I like the @hxd1011 answer, and this is only to expand on it slightly.
Here is my code:
#with random forest
library(randomForest)
#how many trees
ntree_list <- c(15,30,60,125,250,500)
#how many tests per tree
ntests <- 100
#prepare for loop
err <- as.data.frame(matrix(nrow = ntests, ncol=length(ntree_list)))
#main loop
#for each tree-size
for (i in 1:length(ntree_list)){
names(err)[i] <- paste(as.character(ntree_list[i]),"tree",sep="_")
#run a stack of tests
for (j in 1:ntests){
#fit the forest
fit=randomForest(mpg~.,data=mtcars,ntrees = ntree_list[i])
#pop the final error off the ensemble
err[j,i] <- fit$mse[ntree_list[i]]
}
}
You could, if you wanted, put other tree parameters in there instead of tree-count.
And now to plot the results:
#make plot
boxplot(err,notch=T,names=names(err), ylab = "MSE of Random forest",
ylim = c(0, (range(mtcars$mpg)[2]-range(mtcars$mpg)[1])/2 ) )
grid()
This gives the following plot:

About the better, and agreeing with @hxd1011, eventually more trees doesn't do much good. It doesn't improve error. It does take more memory and cpu. You can observe that the 125 tree forest is, most of the time, pretty close to the MSE of the 500 tree forest.
When you start pruning, both by requiring at least so many samples to make a leaf, and by only allowing the tree to get so many levels deep, it substantially improves memory. A "not bad" start is 5 elements per leaf, and max depth of 8. This really is emprical and depends on the problem being solved.

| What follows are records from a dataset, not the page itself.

PR #4113, opened 2021-04-27
Fix query dashboards when frontend is deployed

### LINKED ISSUE #4112: Query dashboard error if query-frontend installed

Thanos installed from kube-thanos main branch with jsonnet
Thanos dashboards installed with with jsonnet from [mixin/dashboards.jsonnet](mixin/dashboards.jsonnet)

**Object Storage Provider**: S3

**What happened**:

The current query dashboard is not working when both `thanos-query` and `query-frontend` because the generated dashboard's requests are using `job=\"$job\"` ([here](https://github.com/thanos-io/thanos/blob/main/examples/dashboards/query.json#L148)) that is then interpolated by the grafana variable which is `job=~\".*thanos-query.*\"}` ([here](https://github.com/thanos-io/thanos/blob/main/examples/dashboards/query.json#L1833). So the final resul is `job=\"thanos-query|thanos-query-frontend\"` which is not working because of the strict equality. 
To make it work I updated the dashboard to replace all `job=\"$job\"` by `job=~\"$job\"` and the dashboard began to work. 

PR is coming...

yogeek:
Fixes #4112

### DIFF
--- a/examples/dashboards/query.json
+++ b/examples/dashboards/query.json
@@ -67,7 +67,7 @@
                "steppedLine": false,
                "targets": [
                   {
-                     "expr": "sum by (job, handler, code) (rate(http_requests_total{job=\"$job\", handler=\"query\"}[$interval]))",
+                     "expr": "sum by (job, handler, code) (rate(http_requests_total{job=~\"$job\", handler=\"query\"}[$interval]))",
                      "format": "time_series",
                      "intervalFactor": 2,
                      "legendFormat": "{{job}} {{handler}} {{code}}",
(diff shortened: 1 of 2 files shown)


kakkoyun (changes requested):
Thanks a lot for the contribution. And welcome to Thanos project!

You need to generate examples, you can see the instructions in https://github.com/thanos-io/thanos/tree/main/mixin.

Moreover, do you think other dashboards also could benefit from this improvement?

yogeek:
Hi @kakkoyun, thanks for the help.
I just generated the examples and add the new dashboard to this PR.
About your question, I do not think other dashboards can have the same issue currently, because this seems related to the fact that the query component can be completed by the query-frontend, but this is specific to query as I understood from the doc.

yogeek:
@kakkoyun Apparently the merge is blocked...do I have to do something else on my side please ?

kakkoyun:
Hey @yogeek, you need to sign your comments for DCO https://github.com/thanos-io/thanos/pull/4113/checks?check_run_id=2457531742 
And I'll have another look at it. Thanks 👍

yogeek:
ok @kakkoyun  it's done

kakkoyun (approved):

PR #4123, opened 2021-04-29
match external labels in exemplars API

### LINKED ISSUE #4116: query: query_exemplars does not account for external labels
@goku321

**Thanos, Prometheus and Golang version used**: v0.20.0 docker image

**Object Storage Provider**: gcs

**What happened**:
- configured ```--exemplar=...``` on our local and global queriers
- configure grafana for exemplars

- grafana "time series" panel should show exemplars.
however...
the time series panel includes the full query from the panel, including external labels used by the local prom
instances.
the query\_range queries work as expected.
query\_exemplars did not.

If I send the query\_exemplars a query including the external labels, I get an empty response.
If I remove the external labels and just use labels the local prom instance knows about, I get responses.

- configure a prometheus with external labels, with sidecar
- configure thanos query to see the sidecar
- query thanos-query with the external labels.
(we have a second tier of queriers, but I do not think that is causing the issue.

yeya24:

Fixes #4116 

## Changes

Add logic of matching external labels in the exemplars API proxy.

The matching part is a little bit complex because the input is a query, which might contain multiple vector selectors.
We need to match each vector selector separately and construct the final query after all matches are processed.

## Verification

Tested locally and one unit test.
We don't have an E2E test for exemplars now so no E2E test added.

### DIFF
--- a/pkg/exemplars/proxy.go
+++ b/pkg/exemplars/proxy.go
@@ -10,6 +10,8 @@ import (
 	"github.com/go-kit/kit/log"
 	"github.com/go-kit/kit/log/level"
 	"github.com/pkg/errors"
+	"github.com/prometheus/prometheus/pkg/labels"
+	"github.com/prometheus/prometheus/promql/parser"
 	"github.com/thanos-io/thanos/pkg/exemplars/exemplarspb"
 	"github.com/thanos-io/thanos/pkg/store/storepb"
 	"golang.org/x/sync/errgroup"
@@ -21,8 +23,9 @@ import (
 // Proxy implements exemplarspb.Exemplars gRPC that fanouts requests to
 // given exemplarspb.Exemplars.
 type Proxy struct {
-	logger    log.Logger
-	exemplars func() []exemplarspb.ExemplarsClient
+	logger         log.Logger
+	exemplars      func() []*exemplarspb.ExemplarStore
+	selectorLabels labels.Labels
 }
 
 // RegisterExemplarsServer register exemplars server.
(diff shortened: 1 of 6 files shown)


pkg/exemplars/proxy.go
```diff
@@ -48,16 +52,80 @@ type exemplarsStream struct {
...
+	expr, err := parser.ParseExpr(req.Query)
+	if err != nil {
+		return err
+	}
+
+	selectors := parser.ExtractSelectors(expr)
+
+	newSelectors := make([][]*labels.Matcher, 0, len(selectors))
+	for _, matchers := range selectors {
+		matched, newMatchers:= matchesExternalLabels(matchers, s.selectorLabels)
```
kakkoyun, line 64:
```suggestion
		matched, newMatchers := matchesExternalLabels(matchers, s.selectorLabels)
```

kakkoyun:
Thanks, @yeya24, this looks amazing. I need to muster some brainpower to review this.

yeya24:
@kakkoyun Thanks for the quick response. Yes it is a little bit complex and hard to review it directly from the code. It would be good to deploy it and test the external labels matching feature.

@tcolgate It would be good if you can help test this pr as well.

tcolgate:
I've tested this change locally and we are now seeing exemplars on our staging environment (querying via both layers of thanos querier). LGTM

pkg/exemplars/proxy.go
```diff
@@ -48,16 +52,80 @@ type exemplarsStream struct {
...
+			Start:                   req.Start,
+			End:                     req.End,
+			Query:                   query,
+			PartialResponseStrategy: req.PartialResponseStrategy,
+		}
+
 		es := &exemplarsStream{
-			client:  exemplarsClient,
-			request: req,
+
```
kakkoyun, line 126:
```suggestion
```
nit

kakkoyun (approved):
LGTM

If we change the code as follows:
n_list <- seq(from=1,to=29,by=1)
err <- as.data.frame(matrix(nrow = ntests, ncol=length(n_list)))
for (i in 1:length(n_list)){
names(err)[i] <- paste(as.character(n_list[i]),"count",sep="_")
#fit the forest
fit=randomForest(mpg~., #formula
data=mtcars, #data frame
ntrees = 125,
nodesize = n_list[i])
#pop the final error off the ensemble
err[j,i] <- fit$mse[125]
Then the plot changes as follows:

You can see that when we use around 7 leaves per node, the MSE is still reasonably consistent with the "1" or "4" elements. If we had used 19 leaves, that requirement substantially impacts the MSE, and the MSE could be nearly double that of a "7" elements per leaf on tree rule.
The red lines are the mutant child of an eyeball norm and a scree plot. After 21 leaves per tree are required the RF becomes essentially no more useful than the midrange.
You can also do things like round the input data, or truncate digits. This allows less discrimination on inputs and can drive generalization. Take baby steps when doing this because while throwing away a little data can be a good thing, throwing away a lot of data is usually a bad thing.
Fun observation:
- Breiman's randomForest beat h2o here. It takes much longer to do this exercise with h2o from today than with Breiman's work from a decade ago.